Surgery 2 & 3 - May 28, 2020 & July 13, 2020
One surgery/procedure down, one to go, right?
Wrong! Surgery/procedure one was just a prequel to 6 more. Not all eye related, but still.
After his first surgery and everything going so well, I wasn't as nervous about the second one. The doctor had looked at both eyes during the first surgery, so he knew that they both looked pretty good. Removing the other cataract should be smooth sailing. And it was.
But Henry's eyes are way smaller than 'standard', so not only did the cataract pose concerns, but everything is kind of smooshed in there and glaucoma became a secondary concern. Par for the course at this point, so we thought.
This was a late surgery. He wasn’t in recovery till the evening and there was a chance we would be admitted overnight. I was not prepared for that at all. I literally started crying when the nurse mentioned it. I was exhausted for so many reasons, my hormones were all messed up still and I was a mess. I didn’t have extra pump bottles to get me through a night or anywhere to store my milk.

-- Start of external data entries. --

PR #1663, opened 2026-05-19
Enable SWR caching for heavy reused payloads

pgetta:
## Why

A number of payloads were being re-fetched on every page load:

- **Point cloud** - Apache Arrow `ArrayBuffer` per circuit/region; large, recomputable backend response
- **Brain meshes** - GLB files sometimes having the size of up to 20 MBs.
- **Cell composition summary asset** - bulky JSON describing the full mouse atlas composition tree

Both are stable enough that aggressive client-side caching is safe, and large enough that re-downloading on every reload is a real cost (bandwidth + time-to-render). Persisting them in Cache Storage with a stale-while-revalidate window lets the next reload render instantly while a background fetch refreshes silently.

The SWR machinery already existed inside `ApiClient` (used for mesh GLBs), but `fetchPointCloud` bypasses `ApiClient` entirely because the cell-api needs a `nexus-token` header instead of `Authorization: Bearer`. Extracting the cache logic into its own module lets both `ApiClient`-driven and raw-`fetch` call sites share the same SWR implementation.

## Summary

- Extract Cache Storage SWR from `ApiClient` into a standalone `src/api/cache-storage.ts` module
- Add `swrCacheConfig(name, ttl?, swr?)` factory — 1d fresh / 6d stale-while-revalidate defaults match the existing mesh cache windows; per-call overrides for future tuning
- Cache point cloud responses (`fetchPointCloud`) and the cell composition summary asset (`downloadAsset` opt-in `cache` param)

## Behavior preserved

- `ApiClient` delegates to the extracted functions — tri-state (fresh/stale/expired), inflight-revalidation dedupe, header sanitisation, and `ignoreVary` on lookup are unchanged
- `downloadAsset`'s three overloads gain optional `cache?: CacheConfiguration`; the ~15 existing callers are untouched
- Mesh GLB caching continues to work identically

## Test plan

- [x] Hard-refresh a brain-atlas-viewer page → `brain-atlas-meshes`, `brain-atlas-point-clouds` populate in DevTools → Application → Cache Storage; second load shows `[cached:fresh]` logs with no network calls
- [x] Visit a page triggering `useCellCompositionQuery` → new `cell-composition-summary-asset` bucket populates; reload shows `[cached:fresh]`
- [x] Temporarily lower `ttlInSeconds` to force a stale read → verify exactly one background `/circuit` revalidation per URL
- [x] Point cloud error mapping (`BRAIN_REGION_DOES_NOT_EXIST`) surfaces unchanged
- [x] Other `downloadAsset` callers (NWB traces, ion-channel recording, thumbnails) still hit the network and don't appear in any Cache Storage bucket

### DIFF
--- a/src/api/cache-storage.ts
+++ b/src/api/cache-storage.ts
@@ -55,9 +55,7 @@ export async function checkCache(
 
   try {
     const cache = await caches.open(cacheConfig.cacheName);
-    // ignoreVary: defensive against entries stored by older versions of this
-    // wrapper that carried over a `Vary` header from a redirected origin.
-    const cachedResponse = await cache.match(url, { ignoreVary: true });
+    const cachedResponse = await cache.match(url);
 
     if (!cachedResponse) {
       return { state: 'miss', response: null };
--- a/src/api/cache-storage.ts
+++ b/src/api/cache-storage.ts
@@ -1,0 +1,171 @@
+import { log } from '@/utils/logger';
+
+export type CacheConfiguration = {
+  enabled: boolean;
+  ttlInSeconds: number;
+  cacheName: string;
+  excludeUrls?: RegExp[];
+  // When set, a cached entry whose age is between ttlInSeconds and
+  // (ttlInSeconds + staleWhileRevalidateSeconds) is returned immediately while a
+  // background fetch refreshes the cache. Past that window, treat as a miss.
+  staleWhileRevalidateSeconds?: number;
+};
+
+export type CacheState = 'fresh' | 'stale' | 'expired' | 'miss';
+
+// Defaults: 1 day fresh, 6 days stale-while-revalidate. Tuned for slow-changing
+// reference data (atlas regions, meshes, point clouds, composition summary).
+// Override per call site when a different cadence makes sense.
+export function swrCacheConfig(
+  cacheName: string,
+  ttlInSeconds: number = 24 * 60 * 60,
+  staleWhileRevalidateSeconds: number = 6 * 24 * 60 * 60
+): CacheConfiguration {
+  return {
+    enabled: true,
+    cacheName,
+    ttlInSeconds,
+    staleWhileRevalidateSeconds,
+  };
+}
+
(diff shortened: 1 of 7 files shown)


pgetta:
Relates to [Optimize brain mesh viewer](https://github.com/openbraininstitute/core-web-app/issues/1650).

src/api/cache-storage.ts
```diff
@@ -0,0 +1,169 @@
...
+  // When set, a cached entry whose age is between ttlInSeconds and
+  // (ttlInSeconds + staleWhileRevalidateSeconds) is returned immediately while a
+  // background fetch refreshes the cache. Past that window, treat as a miss.
+  staleWhileRevalidateSeconds?: number;
+};
+
+export type CacheState = 'fresh' | 'stale' | 'expired' | 'miss';
+
+// Defaults: 1 day fresh, 6 days stale-while-revalidate. Tuned for slow-changing
+// reference data (atlas regions, meshes, point clouds, composition summary).
```
bilalesi: it's hard to assume this values, i understand that this resources are rarely changed, but i would say the re-validation request should comes from the server side (see here https://teams.microsoft.com/l/message/19:ee65d1fe2ad445aa8f127255886df473@thread.v2/1775545916677?context=%7B%22contextType%22%3A%22chat%22%7D) ,
as the server is source of truth, it must command the frontend what to do.

I did add caching to brain regions before (first migration to entitycore) but then i concluded that it's hard to assume things specially now, that the multi-species is fresh in production and can be changed anytime, 

I would say we keep things stable and we move this direction when multi-species is confirmed  (if server side headers are not a priority)

pgetta: Yeah, good point, I've reverted the change in `src/api/entitycore/queries/general/brain-atlas.ts`

So now only brain meshe, cell composition and the point cloud assets are cached.

bilalesi: let's go !

bilalesi (approved):

pgetta:
Thank you Bilal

And my sweet boy just held my finger…loving on his mama without evening knowing what it meant. We were able to go home that night. I think it’s was 9 or later and we both crashed.
I remember middle of the night feedings, when it was just us and I would tell him, “it’s me and you bud, I got you”. I don’t think I fully understood how much that meant for the next year and lifetime. While we have the support of family and friends, I’ve been Henry’s constant through this. With no visitors and limited parents at appointments, it’s been an exhausting journey and at this point in it, he was only a few months old! We had no idea how much more would get thrown at us…
As time has gone on, things don't surprise me as much. It's weird. Your whole mindset changes on what to expect or be surprised by. What small milestone are celebrated. Things you never would have thought. Things that are so normal, you would never think to be excited about it, but here we are!Henry's eye pressure was up after the second surgery, so his doctor recommended we see a glaucoma specialist. Here we go!
Honestly, I think at this point, I had in my head that Henry was going to be blind. I think that is what I thought might be the 'worst' of it and we talked about how to change our home to help him get around. How do you teach a blind baby to get around? Turned into how do you get a blind special needs baby who has no muscle control around?
Henry's eyes are getting better. He's still on sodium drops everyday, but I can live with that if it means he can see, even a little.